PR #789, opened 2026-07-17
fix: correct treatment of swid objects across the tool

CBeck-96:
The comparison if SWID object crashes the application.


tests/test_identity.py
```diff
@@ -108,6 +108,26 @@ def test_swid_creation(self) -> None:
...
+    def test_swid_inequality_when_version_present_on_one_side(self) -> None:
+        left = Key.from_swid({"tagId": "alpine", "name": "alpine"})
+        right = Key.from_swid({"tagId": "alpine", "name": "alpine", "version": "3.23.3"})
+        self.assertNotEqual(left, right)
+
+    def test_swid_inequality_without_tagid(self) -> None:
+        left = Key.from_swid({"name": "alpine"})
+        right = Key.from_swid({"name": "alpine"})
+        self.assertNotEqual(left, right)
+
```
italvi, line 136: Can you please use the `sample_swid` as done in the other [tests](https://github.com/Festo-se/cyclonedx-editor-validator/blob/ab8b68d60fc988680ed3eacf745c8bb8857eb91b/tests/test_identity.py#L103)?

cdxev/auxiliary/sbom_functions.py
```diff
@@ -138,6 +138,18 @@ def compare_components(first_component: dict, second_component: dict) -> bool:
...
+def _swid_equals(first_swid: Any, second_swid: Any) -> bool:
+    """Compare SWID values using identity semantics with a permissive fallback.
+
+    SWID comparison in the identity layer supports mapping and JSON-string forms. For malformed
+    or non-standard values, preserve historic behavior via case-insensitive string comparison.
+    """
+    try:
+        return Key.from_swid(first_swid) == Key.from_swid(second_swid)
+    except (TypeError, ValueError, KeyError, json.JSONDecodeError):
+        return str(first_swid).lower() == str(second_swid).lower()
```
italvi: As you are using `swid_equals(first_component.get("swid")` you will always get either a (hopefully valid, as this is something coming mainly from package managers) swid-object or `None`, so this does not make sense. You also don't have this case/branch in your added tests.

italvi (changes requested):

cdxev/auxiliary/sbom_functions.py
```diff
@@ -117,7 +117,9 @@ def compare_components(first_component: dict, second_component: dict) -> bool:
         else:
             return False
     if first_component.get("swid", "") and second_component.get("swid", ""):
-        if first_component.get("swid", "1").lower() == second_component.get("swid", "2").lower():
+        if Key.from_swid(first_component["swid"]) == Key.from_swid(
+            second_component["swid"]
+        ):
             is_equal = True
         else:
             return False
```
italvi: Why not just `return Key.from_swid(first_component["swid"]) == Key.from_swid(second_component["swid"])`? Has the same effect as having it in the if/else (you could do that for all the if/else, instead of doing == and then return true, as if equal it will also be of value true)

italvi (changes requested):

cdxev/auxiliary/sbom_functions.py
```diff
@@ -107,15 +107,17 @@ def compare_components(first_component: dict, second_component: dict) -> bool:
     """
     is_equal = False
     if first_component.get("purl", "") and second_component.get("purl", ""):
-        return first_component.get("purl", "1").lower() == second_component.get("purl", "2").lower()
+        return bool(
+            first_component.get("purl", "1").lower() == second_component.get("purl", "2").lower()
+        )
```
italvi, line 112: why the additional conversion with bool()?

cdxev/auxiliary/sbom_functions.py
```diff
@@ -107,15 +107,17 @@ def compare_components(first_component: dict, second_component: dict) -> bool:
...
 
     if first_component.get("cpe", "") and second_component.get("cpe", ""):
-        return first_component.get("cpe", "1").lower() == second_component.get("cpe", "2").lower()
+        return bool(
+            first_component.get("cpe", "1").lower() == second_component.get("cpe", "2").lower()
+        )
```
italvi, line 117: why the additional conversion with bool()?

cdxev/auxiliary/sbom_functions.py
CBeck-96: Currently it will return false if any of purl, cpe, swid do not align
with this change, it will enforce a hierarchy
same purl overules different cpe

cdxev/auxiliary/sbom_functions.py
CBeck-96: mypy

cdxev/auxiliary/sbom_functions.py
CBeck-96: mypy

tests/test_sbom_functions.py
italvi, line 1: Image
swid requires tagId and name, can you please add `name`, so that we are compliant to the spec? You have it in this file several times, and did not want to comment on every single occasion.

italvi (changes requested):

italvi (approved):

PR #808, opened 2026-07-29
feat: update filename validation to allow only specific patterns and adhere to cdx pattern

### LINKED ISSUE #807: feat: remove strict restrictions for filename validation

italvi:


cdxev/validator/helper.py
```diff
@@ -109,10 +108,7 @@ def validate_filename(
     schema_type: t.Optional[str],
 ) -> t.Union[t.Literal[False], str]:
     if not regex:
-        if schema_type == "custom":
```
CBeck-96, line 112: Function still takes the arguments sbom and schema_type, now unused

CBeck-96 (changes requested):

cdxev/validator/helper.py
italvi: should be fixed now through https://github.com/Festo-se/cyclonedx-editor-validator/pull/808/changes/8996f24ae1aa8309c17cac92f16931a34d62226d, also adjusted the tests there accordingly, as less parameters required

CBeck-96 (approved):

PR #817, opened 2026-08-11
fix: add missing spaces in help text

Gronner:
A small change adding spaces to help texts, so they don't appear concatenated.


italvi (approved):
Hello @Gronner, thanks for your first contribution and nice catch!

PR #826, opened 2026-08-21
refactor: migrate to jsonschema-rs

### LINKED ISSUE #695: feat: Migrate to jsonschema-rs for efficiency?
I've been pinged by a coworker today about validation failing for a very large SBOM.

I've reproduced this on my machine with their SBOM which weighs in at 25 MB, with about 58k components. I can't share it publicly but you can drop me a message if you want it.

Some testing indicates that the issue doesn't stem from our post-processing logic. Even using the semi-official `check-jsonschema` CLI version of `python-jsonschema`, validation has been running for like 20 minutes on my PC with no end in sight.

Using [jsonschema-rs](https://pypi.org/project/jsonschema-rs/) as an alternative implementation, I've been able to get results for the same SBOM. It's not fast by any measure but its usable.

Validation against the original CycloneDX schema is almost instantaneous and produces 2 errors.
Validation against the custom schema takes about 30 seconds and produced a whopping 175k errors.

I wasn't able to determine whether the limiting factor is schema complexity (which is much higher in our custom schema than in the original) or error count. But in any case, the `pythonschema` package clearly fails to validate this SBOM.

Question is, do we want to support validation of SBOM with such outrageous numbers of errors? If so, we might need to move to an alternative implementation (such as `jsonschema-rs`). 
Alternatively, we might monitor the validation and abort it if it doesn't finish, telling the user that their SBOM has too many issues to be validated.

italvi:
~Should be reviewed and merged after #825 was merged.~


italvi:
@mmarseu can you please review and verify that your test done in #695 is still valid and the results are faster for larger SBOMS than for the previous implementation with `jsonschema`?

mmarseu (approved):
lgtm

PR #548, opened 2017-04-26
Add key api from go-ipfs

MichaelMure:
Hi,

I needed that for my project so maybe it's useful for you as well :)

### DIFF
--- a/README.md
+++ b/README.md
@@ -226,6 +226,11 @@ This means:
 - [`ipfs.ping()`]()
 - [`ipfs.log()`]()
 
+#### [key]()
+
+- [`ipfs.key.gen(name, [options, callback])`]()
+- [`ipfs.key.list([options, callback])`]()
+
 ##### [name]()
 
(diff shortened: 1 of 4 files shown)


MichaelMure:
Fixed the dangling comma. I don't think I'm to blame for the remaining test fail.

MichaelMure:
@diasdavid Is it planned to support the key api here ? I'd like to avoid using a fork.

If yes I can make a better PR.

dignifiedquire:
Thank you @MichaelMure. The goal is to support the whole api that go exposes in this library. It would be great if you could a test for the new method.

MichaelMure:
@dignifiedquire what about interface-ipfs-core ? It needs to be properly spec-ed to go there and the api in go-ipfs and here will be adjusted later ?

diasdavid:
I don't think we will need this to be part of the main interface library, it will be eventually exposed directly through .crypto. Meanwhile this PR looks good, merging it in :)

PR #549, opened 2017-05-04
Implement dag.get

magik6k:
Implemented `dag.get` for #534. Arguments should behave exactly as in js-ipfs.

### DIFF
--- a/src/api/dag.js
+++ b/src/api/dag.js
@@ -71,7 +71,40 @@ module.exports = (send) => {
       }
     }),
     get: promisify((cid, path, options, callback) => {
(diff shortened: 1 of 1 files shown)


diasdavid:
Hi @magik6k thank you for PR'ing this. It is a bit more complex than it seems as the DAG API needs to support multiple formats and not just protobufs.

I started the work here: https://github.com/ipfs/js-ipfs-api/pull/534 but it will require some updates on go-ipfs as well. Would you like to help land both changes in js and go land?

Let's keep chatting over #534 , closing this one.

PR #551, opened 2017-05-06
request-api allow the http method to be specified

kumavis:
via `options.method = 'GET'`

### DIFF
--- a/src/api/block.js
+++ b/src/api/block.js
@@ -47,6 +47,7 @@ module.exports = (send) => {
       }
 
       const request = {
+        method: 'GET',
         path: 'block/get',
         args: args,
         qs: opts
--- a/src/request-api.js
+++ b/src/request-api.js
@@ -96,7 +96,7 @@ function requestAPI (config, options, callback) {
   // this option is only used internally, not passed to daemon
   delete options.qs.followSymlinks
 
-  const method = 'POST'
+  const method = options.method || 'POST'
   const headers = {}
 
   if (isNode) {


kumavis:
not sure if test failure is related...
```
  1 failing
  1) .files callback API .add .createAddStream stream of valid files and dirs:
     Timeout of 80000ms exceeded. For async tests and hooks, ensure "done()" is called; if returning a Promise, ensure it resolves.
```

diasdavid:
What was the issue you were having? CORS related?

kumavis:
@diasdavid Parity only supports GET for `block/get` per the apiary API spec
https://github.com/ipfs/http-api-spec/blob/master/apiary.apib#L807

diasdavid:
ah, I see. Well, would it be fine for parity to support just method * for now on that one? I feel that it is easier to make it mimic what go-ipfs does than having to remember everyone to set the method for this specific call.

kumavis:
can we either:
1) change the spec or
2) adhere to the spec

kumavis:
> I feel that it is easier to make it mimic what go-ipfs does

go-ipfs and js-ipfs both handle this method when made as a GET request

kumavis:
https://github.com/ipfs/http-api-spec/issues/124

kumavis:
since parity only implements the single route (block/get) I'll just hit that manually and drop `js-ipfs-api` in the datastore adapter

diasdavid:
on https://github.com/ipfs/js-ipfs-api/pull/551#issuecomment-300046811

We've a lot to do in that land - https://github.com/ipfs/http-api-spec/issues/116

PR #555, opened 2017-05-13
Use CID for api.get/api.cat

magik6k:
go-ipfs supports CIDv1 for cat/get commands, so I guess it should also be supported here.

https://github.com/ipfs/interface-ipfs-core/tree/master/API/files#cat should be updated if this gets merged.

### DIFF
--- a/src/api/cat.js
+++ b/src/api/cat.js
@@ -1,7 +1,7 @@
 'use strict'
 
 const promisify = require('promisify-es6')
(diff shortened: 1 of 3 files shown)


diasdavid:
Awesome @magik6k, thank you for adding this in :) 

Mind adding some tests to https://github.com/ipfs/interface-ipfs-core/blob/master/src/files.js that contemplate this change?

PR #556, opened 2017-05-16
Fix the `ping` results

ngotchac:
I've see cases where the `ping` response is in fact on 2 lines, the second one containing the Success (`false`), the Time and the Text. This happens for example if you try to ping your self.

### DIFF
--- a/src/api/ping.js
+++ b/src/api/ping.js
@@ -21,10 +21,14 @@ module.exports = (send) => {
 
         // go-ipfs http api currently returns 3 lines for a ping.
         // they're a little messed, so take the correct values from each lines.
+        const Success = res[1].Success
+        const Time = res[1].Time
+        const Text = res.length > 2 ? res[2].Text : res[1].Text
+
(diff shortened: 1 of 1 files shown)


diasdavid:
@Kubuxu any thoughts on why this happens?

diasdavid:
@ngotchac mind rebasing master onto this PR?

@Kubuxu thoughts?

Kubuxu:
It has happened because `ping` endpoint is ndjson streaming endpoing. The order of responses that can be received there are not part of the API.

What the code should do is parse the response as NDJSON (line by line) and look for `.Time != 0`.

diasdavid:
@ngotchac wanna follow up on this PR?

Kubuxu (changes requested):
This isn't the right way to do it as API does not specify order of messages. See https://github.com/ipfs/js-ipfs-api/pull/556#issuecomment-313846598

(cleaning up my CR queue)

PR #560, opened 2017-06-04
readme: added missing API links

maxlath:
even when linking to a 404 octocat, still better than the current empty links resolving to https://github.com/ipfs/js-ipfs-api/blob/master


maxlath:
you're welcome :)

Issue #544, opened 2017-04-11
Make js-ipfs-api modular


diasdavid:
Users would be able to achieve really small js-ipfs-api bundle sizes if it was structured like async or lodash, where a user can pick only a subset of the module to be bundle into their app.

Example with async:

```
const parallel = require('async/parallel')
```

We want to achieve this for js-ipfs-api, so that users don't have to create their own sharded forks (ie. https://github.com/SilentCicero/ipfs-mini)

Ideally, this should work so that both `const files = require('js-ipfs-api/files')` and `const add = require('js-ipfs-api/files/add')` should work.

diasdavid:
Done with #561 \o/

PR #561, opened 2017-06-05
modularize js-ipfs-api

nunofmn:
Related to #544.

The structure will be similar to the `async` module structure, but to do this with minimal changes to the current structure, is necessary a "module init" step where the config is passed to the `request-api` inner module.

The usage will be similar to the following:
```js
const bitswap = require('ipfs-api/src/bitswap')('/ip4/127.0.0.1/tcp/5001')

bitswap.unwant(key, (err) => {
  // ...
}
```

- [x] bitswap
- [x] block
- [x] bootstrap
- [x] config
- [ ] ~~dag~~
- [x] dht
- [x] files
- [x] id
- [x] version
- [x] ping
- [x] log
- [x] key
- [x] name
- [x] object
- [x] pin
- [x] pubsub
- [x] refs
- [x] repo
- [x] swarm
- [x] diag
- [x] commands
- [x] ls
- [x] mount
- [x] update
- [x] util
- [x] add
- [x] get
- [x] cat


src/api/bitswap.js
```diff
@@ -1,29 +1,9 @@
 'use strict'
 
-const promisify = require('promisify-es6')
-
-module.exports = (send) => {
+module.exports = (arg) => {
```
dignifiedquire: might be nicer to rename to `bitswap/index.js`

src/api/bitswap/stat.js
```diff
@@ -0,0 +1,22 @@
...
+  let send
+
+  if (typeof arg === 'function') {
+    send = arg
+  } else if (typeof arg === 'object') {
+    const requestAPI = require('../../request-api')
+    send = requestAPI(arg)
+  } else {
+    throw new Error('Argument must be a send function or a config object.')
+  }
```
dignifiedquire: seems like the above boilerplate should be extracted into its own file and be reused, rather than copied into each file

test/bitswap.spec.js
```diff
@@ -50,13 +68,39 @@ describe('.bitswap', () => {
       })
     })
 
+    it('.stat (modular)', (done) => {
```
dignifiedquire: It would be nice to find a way to not duplicate the tests, but rather reuse them and just pass in the two different versions

src/api/bitswap.js
diasdavid: 👍

src/api/bitswap/stat.js
diasdavid: 👍

test/bitswap.spec.js
diasdavid: 👍

diasdavid:
@nunofmn I like this approach, it builds nicely. Follow @dignifiedquire suggesting, making it modular should be about importing only what you need but also avoiding code duplication. 

Thanks! 🌟

diasdavid:
Hi @nunofmn, any hopes of getting this PR finished? This will make the life so much easier for everyone and I would love to get this merged before other PR's are made :)

src/api/bitswap/stat.js
nunofmn: Yes, I was thinking in extracting the config processing part in the `IpfsAPI` function, and use it in all modules.

test/bitswap.spec.js
nunofmn: Do you have any idea of how this could be done?

src/api/bitswap.js
nunofmn: Initially I had some problems when I structured it like you are saying. But I don´t remember what was the problem. I will try again 😃

README.md
```diff
@@ -224,7 +224,12 @@ This means:
 - [`ipfs.id([callback])`](https://github.com/ipfs/interface-ipfs-core/tree/master/API/generic#id)
 - [`ipfs.version([callback])`](https://github.com/ipfs/interface-ipfs-core/tree/master/API/generic#version)
 - [`ipfs.ping()`](https://github.com/ipfs/interface-ipfs-core/tree/master/API/generic#ping)
-- [`ipfs.log()`](https://github.com/ipfs/interface-ipfs-core/tree/master/API/generic#log)
+
+#### [log](https://github.com/ipfs/interface-ipfs-core/tree/master/API/generic)
```
diasdavid: Let's remove these headings.

See how it is done in line 212

README.md
```diff
@@ -224,7 +224,12 @@ This means:
...
+
+- [`ipfs.log.ls([callback])`](https://github.com/ipfs/interface-ipfs-core/tree/master/API/generic)
+- [`ipfs.log.tail([callback])`](https://github.com/ipfs/interface-ipfs-core/tree/master/API/generic)
+- [`ipfs.log.level(subsystem, level, [options, callback])`](https://github.com/ipfs/interface-ipfs-core/tree/master/API/generic)
 
 #### [key](https://github.com/ipfs/interface-ipfs-core/tree/master/API/key)
```
diasdavid: Let's remove these headings.

See how it is done in line 212

src/api/bitswap/index.js
```diff
@@ -0,0 +1,9 @@
+'use strict'
+
+module.exports = (arg) => {
+  return {
+    wantlist: require('./wantlist')(arg),
+    stat: require('./stat')(arg),
+    unwant: require('./unwant')(arg)
+  }
+}
```
diasdavid: This needs to be bubbled up.

`src/bitswap/index.js` and not `src/api/bitswap/index.js`

src/api/bitswap/stat.js
```diff
@@ -0,0 +1,14 @@
+'use strict'
+
+const promisify = require('promisify-es6')
+const moduleConfig = require('../../module-config')
+
+module.exports = (arg) => {
+  const send = moduleConfig(arg)
```
diasdavid: Do this step at the `index.js` level. Otherwise, you are creating a 'send' instance for every API call.

And also, at the index.js, you should check if the `arg` is already a `send` instance, for when the user uses ipfs-api directly and not a subapi.

src/api/block/get.js
```diff
@@ -0,0 +1,58 @@
...
+        cid = new CID(args)
+        args = cid.toBaseEncodedString()
+      } else if (typeof args === 'string') {
+        cid = new CID(args)
+      } else {
+        return callback(new Error('invalid argument'))
+      }
+    } catch (err) {
+      return callback(err)
+    }
```
diasdavid: Could you refactor this into a function?

diasdavid:
- [ ] As you move all the `/src/api/*` to `/src/*`, move all the other files in (https://github.com/ipfs/js-ipfs-api/tree/master/src) to `/src/utils/*`
- [ ] Please create an example showing how to require just a subAPI

src/api/bitswap/stat.js
nunofmn: The main problem of doing this step at `index.js` level is that will lose the capability of require individual sub-modules (for example, `require('ipfs-api/bitswap/unwant')(config)`)

The `moduleConfig` already checks if the `arg` is a `send` instance, or if is necessary to init one.

src/module-config.js
```diff
@@ -0,0 +1,12 @@
...
+module.exports = (arg) => {
+  if (typeof arg === 'function') {
+    return arg
+  } else if (typeof arg === 'object') {
+    const requestAPI = require('./request-api')
+    return requestAPI(arg)
+  } else {
+    throw new Error('Argument must be a send function or a config object.')
+  }
+}
```
diasdavid: This doesn't seem to be correct. What if a user does `const node = ipfsApi('/ip4/127.0.0.1/tcp/5001')` ?

diasdavid:
@nunofmn almost there :)

- [ ] resolve merge conflict
- [ ] git ignore the generated files in the example image
- [ ] update the readme

examples/sub-module/package.json
```diff
@@ -0,0 +1,19 @@
...
+  },
+  "author": "Nuno Nogueira",
+  "license": "MIT",
+  "devDependencies": {
+    "babel-core": "^6.25.0",
+    "babel-loader": "^7.1.0",
+    "babel-preset-babili": "^0.1.4",
+    "babel-preset-env": "^1.5.2",
+    "babili": "^0.1.4",
+    "babili-webpack-plugin": "^0.1.1",
```
diasdavid: Why so much babel? Shouldn't this module require any babel at all?

src/bitswap/stat.js
```diff
@@ -5,7 +5,7 @@ const promisify = require('promisify-es6')
 module.exports = (send) => {
   return promisify((callback) => {
     send({
-      path: 'commands'
+      path: 'bitswap/stat'
     }, callback)
   })
 }
```
diasdavid: Interesting that git thinks this was a rename from commands.js

diasdavid:
Values in KBs
image

Good results! Once we get https://github.com/ipfs/go-ipfs/issues/4008 it will even be better! :)

examples/sub-module/bundles-size-KBs.csv
```diff
@@ -0,0 +1,28 @@
...
+name - 684.63 - 232.06
+object - 923.66 - 340.57
+pin - 685.51 - 232.39
+ping - 684.59 - 231.90
+pubsub - 740.40 - 249.54
+refs - 684.39 - 231.94
+repo - 684.56 - 232.02
+swarm - 1324.18 - 527.03
+update - 684.45 - 231.96
+version - 684.21 - 231.88
```
diasdavid: Please use commas in the comma separated values files :) 

Also, add the units to the top.

examples/sub-module/test-modules-size.sh
```diff
@@ -0,0 +1,25 @@
+#!/bin/sh
+
```
VictorBjelkholm: Should have at least `set -e` so it exists the entire script if there is a error

diasdavid:
This has been an impressive refactor! Thank you @nunofmn for pulling this off.

There is one failing test, not related with the changes itself. Needs to be investigated separately. Merging!

Issue #562, opened 2017-06-08
add --nocopy not supported


MichaelMure:
Hi,

I'm trying to use the --nocopy option of the filestore through js-ipfs-api but files added this way are stored in the regular blockstore. After a lot of digging I think it's due to how the file is streamed in the http request:

Capture of the multipart/form-data of a request made with the CLI:
```
 --35471fb491711d32f7a9885e488899d24c6483bd528959cb002c6a6e32b5 
 Abspath: /home/michael/go/src/gx/ipfs/QmaeRR9SpXumU5tYLRkq6x6pfMe8qKzxn4ujBpsTJ2zQG7/go-os-rename/README.md 
 Content-Disposition: file; filename="README.md" 
 Content-Type: application/octet-stream 
  
 # go-os-rename
 ...
```

Capture of the multipart/form-data of a request made with js-ipfs-api:
```
--6ezi3e1udjdvx3sly5t01i3sor 
Content-Disposition: file; filename="README.md" 
Content-Type: application/octet-stream 
 
# go-os-rename
```

The absolute path is missing, so my guess is that the filestore can't file the file on disk and the data is then stored in the regular blockstore. Bad things is that happen silently ...

CC @kevina, is that correct ?

Kubuxu:
cc @VictorBjelkholm when you got time.

diasdavid:
@MichaelMure we don't yet support the filestore API from go-ipfs. Wanna help us by taking a stap at it?

```
» ipfs filestore
USAGE
  ipfs filestore - Interact with filestore objects.

  ipfs filestore

SUBCOMMANDS
  ipfs filestore dups              - List blocks that are both in the filestore and standard block storage.
  ipfs filestore ls [<obj>]...     - List objects in filestore.
  ipfs filestore verify [<obj>]... - Verify objects in filestore.

Use 'ipfs filestore --help' for more information about this command.
```

obo20:
@MichaelMure can I ask how you were capturing these requests? I'm attempting to work on a fix for this, but have been running into some strange issues where the go-ipfs daemon seems to accept the nocopy flag / abspath header, and adds the content in a different manner than normal, but this different manner isn't adding it to the filestore.

Being able to capture what's getting sent would help with debugging.

MichaelMure:
@obo20 IIRC I used wireshark

obo20:
[...]

Issue #522, opened 2017-02-10
reduce size of `ipfs.add` bundle and number of RPC requests.


slothbag:
It appears the first request is to add the content, which we get a hash value returned.  But then it makes two more requests to get the data and links back.

Is there are a way to disable the last 2 requests?  I only need the hash.

Cheers

diasdavid:
@slothbag I believe it only issues 2 requests, correct?

We could skip the second one if this https://github.com/ipfs/go-ipfs/issues/4008 comes to happen.

Now that https://github.com/ipfs/js-ipfs-api/pull/561 is happening, we will see a ton of bundle size reduction for `ipfs-api/add` if we can avoid that extra RTT

diasdavid:
Now that https://github.com/ipfs/go-ipfs/pull/4082 has been merged and released, we can finish this up.

diasdavid:
Now that the Dragon is gone (once released) https://github.com/ipfs/js-ipfsd-ctl/pull/165#issuecomment-327443185 I'll be able to PR for this issue in this issue :)

diasdavid:
Seems that I was wrong, the feature required in go-ipfs is only going to be released in 0.4.11. Nevertheless, I went ahead and developed the PR for it once it gets released -> https://github.com/ipfs/js-ipfs-api/pull/595

Closing this one, let's track on the PR itself https://github.com/ipfs/js-ipfs-api/pull/595

diasdavid:
Released with `v14.3.7` 🚀

PR #564, opened 2017-06-13
make ipfs add --nocopy works

MichaelMure:
Related to https://github.com/ipfs/js-ipfs-api/issues/562

Provide the Abspath header in the stream for files so the filestore can find the actual file on disk.
It works but I still get errors like 'Error: expected protobuf dag node' for some files but not for some others.

@kevina, any ideas ?

### DIFF
--- a/src/get-files-stream.js
+++ b/src/get-files-stream.js
@@ -16,6 +16,7 @@ function headers (file) {
   } else if (file.symlink) {
     header['Content-Type'] = 'application/symlink'
   } else {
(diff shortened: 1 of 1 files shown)


diasdavid:
This will work with the update for https://github.com/ipfs/js-ipfs-api/issues/522

diasdavid:
@MichaelMure this PR is now unblocked because options are correctly passed. Wanna look at it again?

▬▬▬▬▬▬▬▬▬▬

### Brief
From the listing above, output exactly the run of lines that starts with the line containing "from each lines." and ends with the line containing "This isn't the".

### Reply to the exercise
         // they're a little messed, so take the correct values from each lines.
+        const Success = res[1].Success
+        const Time = res[1].Time
+        const Text = res.length > 2 ? res[2].Text : res[1].Text
+
(diff shortened: 1 of 1 files shown)


diasdavid:
@Kubuxu any thoughts on why this happens?

diasdavid:
@ngotchac mind rebasing master onto this PR?

@Kubuxu thoughts?

Kubuxu:
It has happened because `ping` endpoint is ndjson streaming endpoing. The order of responses that can be received there are not part of the API.

What the code should do is parse the response as NDJSON (line by line) and look for `.Time != 0`.

diasdavid:
@ngotchac wanna follow up on this PR?

Kubuxu (changes requested):
This isn't the right way to do it as API does not specify order of messages. See https://github.com/ipfs/js-ipfs-api/pull/556#issuecomment-313846598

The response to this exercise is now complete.